I have old Latitude E6510 with an oldish nvidia card. When I tried to install True OS, it wasn't happy with my video card - and there was a notice on the True OS download page to the effect that legacy NVIDIA card were not supported.

I decided to try and install freeBSD directly, since I saw that there was a nvidia driver that supported my card: nvidia-driver-340.

It has been 20 or more years since I worked in a UNIX kernel, and even then it was a file system for DG/UX - I have never been all that knowledgeable about UNIX user space, and user space has changed a lot in those decades.

To be honest, I also wasn't really interested in a new hobby - I had this old laptop sitting around, and it seemed a waste to not be able to at least use it for browsing and email.

So I decided to see how hard it was to to a working system.

The answer is in: it was a piece of cake. With the help on these forums, I was able to get get the nvidia-driver-340 enabled, install firefox, and get my wireless HP OfficeJet 8100 working.

I also added some music engraving software to play with - lilypond and frescobaldi. Eventullay I will add gnucash.

I can't tell you how delighted I am over the ease of this process.

Very cool.

Thanks to all who helped.

Mike
 
I can't tell you how delighted I am over the ease of this process.
It's mostly because of the excellent ports system. Granted, it has its problems and quirks but overall it usually just works pretty much out of the box.
 
I am actually happy for you OP. Good that things worked out just as you have planned :). I too am a very happy FreeBSD user :).
 
It's mostly because of the excellent ports system. Granted, it has its problems and quirks but overall it usually just works pretty much out of the box.

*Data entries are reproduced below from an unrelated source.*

PR #170, opened 2018-06-04
US13610 - Add Collections to Videos

seancdavis:
This is a beefy one. I've added inline comments for additional context.

I'm happy with this solution with one exception—the lack of tests. The existing tests are great because it shows the current functionality has not been disturbed, but setting up for new tests became problematic and super complicated, so I have not pursued it. Happy to talk out approaches to trying to find _some_ opportunity to write tests.


_layouts/video_tag.html
```diff
@@ -0,0 +1,34 @@
+---
+paginate:
+  videos:
+    per: 8
+    where:
+      tags: :title
```
seancdavis: New syntax for filtering collections.

_layouts/video_tag.html
```diff
@@ -0,0 +1,34 @@
...
+          {% for video in page.videos.docs %}
+            {% include _video-card.html image_size="4x" %}
+          {% endfor %}
+        </div>
+        <div class="loading hide">
+          {% include _preloader.html %}
+        </div>
+      </div>
+      {% assign link_root = "videos/tags/" | append: page.slug %}
+      {% include _pagination.html collection="videos" remote=true %}
```
seancdavis: We can't interpolate within an `include` block. Therefore, I am building the `link_root` separately. The support for this is reflected above, in the `_pagination.html` file.

_plugins/video_tags_generator.rb
```diff
@@ -0,0 +1,49 @@
+require 'fileutils'
+
+module Jekyll
+  class VideoTagsGenerator < Generator
```
seancdavis: This generator gathers all tags being used by videos and pipes them to the `_layouts/video_tag.html`. 

I played around with building a collection instead, but ultimately this played better because it resulted in minimal changes to the paginator gem.

vendor/gems/paging-mister-hyde/lib/paging-mister-hyde/paginator.rb
```diff
@@ -45,11 +45,11 @@ def paginate(type, collection)
           base = @page.instance_variable_get('@base')
           dir = @page.instance_variable_get('@dir')
           path = File.basename(@page.instance_variable_get('@path'))
-          path_sans_ext = File.basename(@page.instance_variable_get('@path'), '.*')
+          path_sans_ext = @page.url.chomp('/index.html').chomp('/')
```
seancdavis: Without this change, the paginator did not support adding pages to a URL different from the filename. In other words, while `/videos/tags/tag-name` would house the first page of videos for the "tag-name" tag, the second page would be placed at `/video_tag/page/2`. This change enables the second page to exist at `/videos/tags/tag-name/page/2`

vendor/gems/paging-mister-hyde/lib/paging-mister-hyde/paginator.rb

Yes, this is what made it work. I had run PC-BSD several years ago, so I had some notion of the ports and packaging system, albeit through App Cafe (I think that was the name of the graphical interface).

I didn't the port system any more cumbersome than App Cafe. I am not disparaging App Cafe (or PC-BSD), it could well be that even though I don't consider myself very UNIX literate, I know more than I think that I know, and that the command line interface to pkg or ports is a significant barrier to a lot of people.

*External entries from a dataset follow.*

PR #370, opened 2018-10-09
DE6000 - Sign out button

zarahzachz:
### Problem
Account btn on mobile nav to nav to profile or sign in depending on login status.

### Solution
Wrap account btn in conditional logic to show/hide certain elements if validated.


seancdavis:
@zarahzachz: You have a conflict here. Also, I'm unable to get this working for me. It's just redirecting to int.crossroads.net.

Also, I just noticed there's no way to sign out on mobile.

zarahzachz:
@seancdavis I resolved the merge conflicts. And as far as checking the redirects, I _think_ Taylor said the auth stuff only worked when the site was served from a CR domain name. I might be mistaken here, but I figured these redirects weren't working for that reason.

PR #373, opened 2018-10-10
US14987 - Menu Squencher

seancdavis:
Adds automatic menu squenching for all your squenching needs.


zarahzachz:
@seancdavis looks great! Couple of thoughts:
1. I thought Becky said she wanted the nav to collapse until just Articles remained?
2. The 'All Media' link sits about 2 px higher than the rest of the links inline with it.

seancdavis:
Changes made.

I also bumped the padding to `28px` in preparation for DE6008 which will make the side padding `.75rem` for menu items on larger screens.

PR #381, opened 2018-10-11
Feature/us15267 nav active state

zarahzachz:
### Problem
Nav links don't have an active state when navigating through site.

### Solution
Add the active state to links using liquid. I tried to put this logic inside a `{% capture %}` block var to clean it up some, but this messed with the data assigned to the url `{% assign %}`s


_includes/_desktop-header.html
```diff
@@ -12,15 +13,29 @@
...
     <ul class="list-inline">
       {% for topic in data.topics %}
-      <li><a href="{{ topic.url }}">{{ topic.title }}</a></li>
+      {% assign topic_url = topic.url | split: '/' %}
+      <li>
+        {% if topic_url == page_url %}
+        <a href="{{ topic.url }}" class="active">{{ topic.title }}</a>
+        {% else %}
+        <a href="{{ topic.url }}">{{ topic.title }}</a>
+        {% endif %}
```
seancdavis: Feels like a lot of extra code, when you could accomplish this like so:

```liquid
<a href="{{ topic.url }}" class="{% if topic_url == page_url %}active{% end %}">{{ topic.title }}</a>
```

_includes/_desktop-header.html
```diff
@@ -12,15 +13,29 @@
   <div class="media-header-section">
     <ul class="list-inline">
       {% for topic in data.topics %}
-      <li><a href="{{ topic.url }}">{{ topic.title }}</a></li>
+      {% assign topic_url = topic.url | split: '/' %}
```
seancdavis: What is breaking these up into array accomplishing? Don't you end up with the same values? Does liquid remove nil items from the array?

zarahzachz: I was trying to come up with a way to compare the link url with the page url, regardless of whether either link ends with a `/`. I figured by converting both values to arrays without a slash it was the easiest way to compare the real value without worrying about errant slashes.

_includes/_desktop-header.html
zarahzachz: Oh, that's good. Updating!

PR #412, opened 2018-10-24
Defect/de6053 duration display

zarahzachz:
### Problem
Messages not receiving an icon on the homepage.

### Solution
Add messages to the media label partial.

### Testing
Visit the home page and see if recent media cards (specifically messages) have an icon on them.

**Bonus fix:** I also fixed the duration logic. Looks like the content model changed since this partial was written, media types either have a `audio_duration` or `video_duration` field and not a `duration` field. I assume this was to account for media types with both? I didn't see this on Contentful, but could've missed it. 

Also added the "min watch/listen" text to the div to match the style of articles. I don't know if this was how it originally looked but some of the cards looked strange with a single number just kinda hanging out there.

### DIFF
--- a/_includes/_media-label.html
+++ b/_includes/_media-label.html
@@ -13,8 +13,10 @@
       <span class="font-size-smallest">{{ read_time }} min read</span>
     {% endif %}
   {% elsif content_type == "video" or content_type == "message" %}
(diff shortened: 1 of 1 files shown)


zarahzachz:
@seancdavis I updated the logic. Episodes are the only media type that uses integers on the duration field, so outside of articles, that's the only type to have the "min watch" label. I've removed the label from the other media types.

Ready to review.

But, for me at least, the ports system has been ridiculously easy to use.

Mike
 
I didn't the port system any more cumbersome than App Cafe.
It was one of the things that attracted me to FreeBSD back in the 3.0 days. Most linux distrubutions at that time had no repositories (at least none I can remember) and building, for example, Apache from source by hand was just plain horrid. I kept running into things, needing library X, needing library Y, etc. After building library X something else broke that also used it. Horrible dependency hell. On FreeBSD I only needed to cd /usr/ports/www/apache && make install and everything got correctly built. I never looked back since.